(Collected data)

BEGIN

PR #5923, opened 2020-02-26
azurerm_traffic_manager_profile  - support for custom_header (#2187)

### LINKED ISSUE #2187: Support "Custom Header Settings" field for Traffic Manager Endpoint
### Community Note

### Description

Recently Azure implemented support for adding custom headers to automatically for Traffic Manager endpoint. This functionally is currently missing from the provider

Traffic Manager Endpoint

* azurerm_resource_arm_traffic_manager_endpoint

jstevans:
(fixes #2187)


azurerm/internal/services/trafficmanager/resource_arm_traffic_manager_profile.go
```diff
@@ -106,6 +106,25 @@ func resourceArmTrafficManagerProfile() *schema.Resource {
...
+						"custom_headers": {
+							Type:     schema.TypeList,
+							Optional: true,
+							Elem: &schema.Resource{
+								Schema: map[string]*schema.Schema{
+									"name": {
+										Type:             schema.TypeString,
+										Required:         true,
+										ValidateFunc:     validation.StringIsNotEmpty,
+										DiffSuppressFunc: suppress.CaseDifference,
```
katbyte: What is the reason for ignoring case here?

azurerm/internal/services/trafficmanager/resource_arm_traffic_manager_profile.go
```diff
@@ -106,6 +106,25 @@ func resourceArmTrafficManagerProfile() *schema.Resource {
 							},
 						},
 
+						"custom_headers": {
+							Type:     schema.TypeList,
```
katbyte: As this is a map of name->values should we just use a type map here intead?

jstevans: That was my initial thought, since that's how JS does it with the [Headers object constructor][mdn-headers], but

1. a request is technically [allowed to have multiple headers with the same name][stackoverflow-multiple-headers] -- although it's equivalent to a comma-separated list, it can sometimes be nicer (e.g. with long entries) to have separate headers
2. the Azure REST interface uses a list of key-value pairs, and my impression of this codebase was that it tries to cleave closely to Azure where there isn't an opportunity for major simplification.


[mdn-headers]:https://developer.mozilla.org/en-US/docs/Web/API/Headers/Headers
[stackoverflow-multiple-headers]:https://stackoverflow.com/questions/4371328/are-duplicate-http-response-headers-acceptable

azurerm/internal/services/trafficmanager/resource_arm_traffic_manager_profile.go
jstevans: I believe [per standard][rfc-7230] that header names are case-insensitive. Not sure if there's a newer standard, please let me know if there's a reason this should be case sensitive :slightly_smiling_face: 

[rfc-7230]:https://tools.ietf.org/html/rfc7230#section-3.2

azurerm/internal/services/trafficmanager/resource_arm_traffic_manager_profile.go
jstevans: Actually, just realized `azurerm_traffic_manager_endpoint` already implements `custom_header`. Now that I've fixed pluralization, this implementation looks consistent with that one, and both seem consistent with their respective Azure REST equivalents :slightly_smiling_face:

jstevans:
@katbyte due to covid19 I'm unable to get to the computer that has a working `terraform-provider-azurerm` repo, and I can't manually figure out what's wrong with the formatting of this code. The `tflint` job is failing, could I ask you to please run `terrafmt` for me?

jstevans:
@katbyte You rock! 🙌 How do we go about getting this merged?

PR #5931, opened 2020-02-27
Add tags to cluster node pools

WYarde:
I'm excited to present my first attempt to contribute back to Terraform. Thanks in advance for guiding me to get this PR in good shape to get merged.

**Goal of PR**
Add tags to AKS nodepools

**Changes**
- Implemented tags for nodepools resource and datasource
- Extended some of the tests
- Updated documentation

**Attention points**
- ~~Although the change itself is small, this PR ended up touching almost 1K files because of the second commit where I have added the new containerservice sdk to modules.txt (required for nodepool tags), then ran `go mod vendor`. Besides the new files I expected, it updated many files. Is this expected behavior? Should I approach this differently?~~
- ~~I had to resolve compiler errors due to casing of `Web[H]ookProfiles` in `azurerm/internal/services/monitor/resource_arm_monitor_metric_alert.go`. Is it OK to piggy-back this fix?~~
- I tried to run acceptance tests, but even running just the containerservice ones takes 1+ hour. What is the recommended approach to validate and test?


mbfrahry:
Hey @WYarde! Thanks for opening this PR! I noticed that the tags attribute is in all of the various places you're adding to in the version of the sdk we're using. Do some of them not work for you? Not upgrading the sdk would make getting this change in much easier.

WYarde:
@mbfrahry Thank you for looking into this. 

That's a great point! I missed the nuance between API version and SDK version. Indeed, I 'just' need an API version bump which fortunately drastically reduces the size of this PR 💃 .

Let me know your thoughts.

WYarde:
@mbfrahry Just to clarify to avoid confusion - The current containerservice API does not support tags on nodepools. So although sdk upgrade is not needed (see my reply above), I do still need to update the API version

PR #5934, opened 2020-02-28
azurerm_storage_account - allow up to 50 tags

katbyte:


azurerm/internal/services/storage/resource_arm_storage_account.go
```diff
@@ -543,6 +533,8 @@ func resourceArmStorageAccount() *schema.Resource {
 				Computed:  true,
 				Sensitive: true,
 			},
+
+			"tags": tags.Schema(),
```
jackofallops: Storage account tags are still more limited (length) than other resources, we might want to add a specific schema to the tags package that still uses `validateAzureRMStorageAccountTags` and update that to the 50 count?

katbyte: whoops, good catch! thx

PR #6015, opened 2020-03-06
`azurerm_frontdoor`: Upcoming RP change forces all new front door resources to be created in the `Global` location

WodansSon:


WodansSon:
image

azurerm/internal/services/frontdoor/resource_arm_frontdoor.go
```diff
@@ -66,7 +67,12 @@ func resourceArmFrontDoor() *schema.Resource {
 				Required: true,
 			},
 
-			"location": azure.SchemaLocation(),
+			"location": {
+				Type:       schema.TypeString,
+				Optional:   true,
+				Computed:   true,
+				Deprecated: "per resource provider change, 'location' is no longer valid and will always be set to 'Global', however if the Front Door service was created prior to the v2.1.0 release of the provider it may continue to exist in its current location",
```
katbyte: could we change this to
```suggestion
				Deprecated: "Due to the service's API changing 'location' must now always be set to 'Global' for new resources, however if the Front Door service was created prior 2020/03/10 it may continue to exist in a specific current location",
```

azurerm/internal/services/frontdoor/resource_arm_frontdoor.go
```diff
@@ -481,16 +487,37 @@ func resourceArmFrontDoorCreateUpdate(d *schema.ResourceData, meta interface{})
...
+			return fmt.Errorf("locating Front Door %q (Resource Group %q): %+v", name, resourceGroup, err)
+		}
+	} else {
+		preExists = true
+		location = azure.NormalizeLocation(*exists.Location)
+	}
+
+	if hasLocation && preExists {
+		if location != azure.NormalizeLocation(cfgLocation) {
+			return fmt.Errorf("the Front Door %q (Resource Group %q) already exists in %q and cannot be moved to the %q location", name, resourceGroup, location, cfgLocation)
```
katbyte: Should we state that the location is "x" and by placing that back in config it'll work?

WodansSon:
image

PR #6020, opened 2020-03-06
Cannot set max_count and min_count to zero when autoscaling is false

SvenHamers:
when creating a some locic in the node pool it is not possible to set the value to 0 

Example:
    min_count = var.default_autoscaling_enabled ? var.default_min_node_count : 0
    max_count = var.default_autoscaling_enabled ? var.default_min_node_count: 0

The output of the following says it should be possible

else if minCount > 0 || maxCount > 0 {
		return fmt.Errorf("`max_count` and `min_count` must be set to `0` when enable_auto_scaling is set to `false`")


wagnst:
Hi guys.

I think this might have broken something in the `default_node_pool` if this code is also used there (I am not sure). When I update an existing AKS cluster with the new provider 2.1.0 I get:

```
Error: Error updating Default Node Pool "lhg-weur-kfkadevmdw-aks" (Resource Group "lhg-weur-kfkadevmdwaks-rg"): containerservice.AgentPoolsClient#CreateOrUpdate: Invalid input: autorest/validation: validation failed: parameter=parameters.ManagedClusterAgentPoolProfileProperties.Count constraint=Null value=(*int32)(nil) details: value can not be null; required parameter
```

The code bascially is 

```hcl
...
default_node_pool {
    ...
    node_count          = 1
    enable_auto_scaling = false
    ...
}
...
```

I explicitly do NOT set `min_count` and `max_count` at all in that case (autoscaling = false). But when I check the state this is set (again), although if I remove the fields manually from it:

```
    default_node_pool {
        availability_zones    = [
            "1",
        ]
        enable_auto_scaling   = false
        enable_node_public_ip = false
        max_count             = 0
        max_pods              = 250
        min_count             = 0
        name                  = "default"
        node_count            = 1
        node_labels           = {}
        node_taints           = []
        os_disk_size_gb       = 128
        tags                  = {}
        type                  = "VirtualMachineScaleSets"
        vm_size               = "Standard_D2s_v3"
        vnet_subnet_id        = "/subscriptions/xxx/resourceGroups/yyy/providers/Microsoft.Network/virtualNetworks/zzz/subnets/aaa"
    }

```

END

**WHAT TO DO**
Counting the line that contains "max_count = var.default_autoscaling_enabled" as the first, copy exactly every line through the end of the records, and nothing else.

**REPLY**
    max_count = var.default_autoscaling_enabled ? var.default_min_node_count: 0

The output of the following says it should be possible

else if minCount > 0 || maxCount > 0 {
		return fmt.Errorf("`max_count` and `min_count` must be set to `0` when enable_auto_scaling is set to `false`")


wagnst:
Hi guys.

I think this might have broken something in the `default_node_pool` if this code is also used there (I am not sure). When I update an existing AKS cluster with the new provider 2.1.0 I get:

```
Error: Error updating Default Node Pool "lhg-weur-kfkadevmdw-aks" (Resource Group "lhg-weur-kfkadevmdwaks-rg"): containerservice.AgentPoolsClient#CreateOrUpdate: Invalid input: autorest/validation: validation failed: parameter=parameters.ManagedClusterAgentPoolProfileProperties.Count constraint=Null value=(*int32)(nil) details: value can not be null; required parameter
```

The code bascially is 

```hcl
...
default_node_pool {
    ...
    node_count          = 1
    enable_auto_scaling = false
    ...
}
...
```

I explicitly do NOT set `min_count` and `max_count` at all in that case (autoscaling = false). But when I check the state this is set (again), although if I remove the fields manually from it:

```
    default_node_pool {
        availability_zones    = [
            "1",
        ]
        enable_auto_scaling   = false
        enable_node_public_ip = false
        max_count             = 0
        max_pods              = 250
        min_count             = 0
        name                  = "default"
        node_count            = 1
        node_labels           = {}
        node_taints           = []
        os_disk_size_gb       = 128
        tags                  = {}
        type                  = "VirtualMachineScaleSets"
        vm_size               = "Standard_D2s_v3"
        vnet_subnet_id        = "/subscriptions/xxx/resourceGroups/yyy/providers/Microsoft.Network/virtualNetworks/zzz/subnets/aaa"
    }

```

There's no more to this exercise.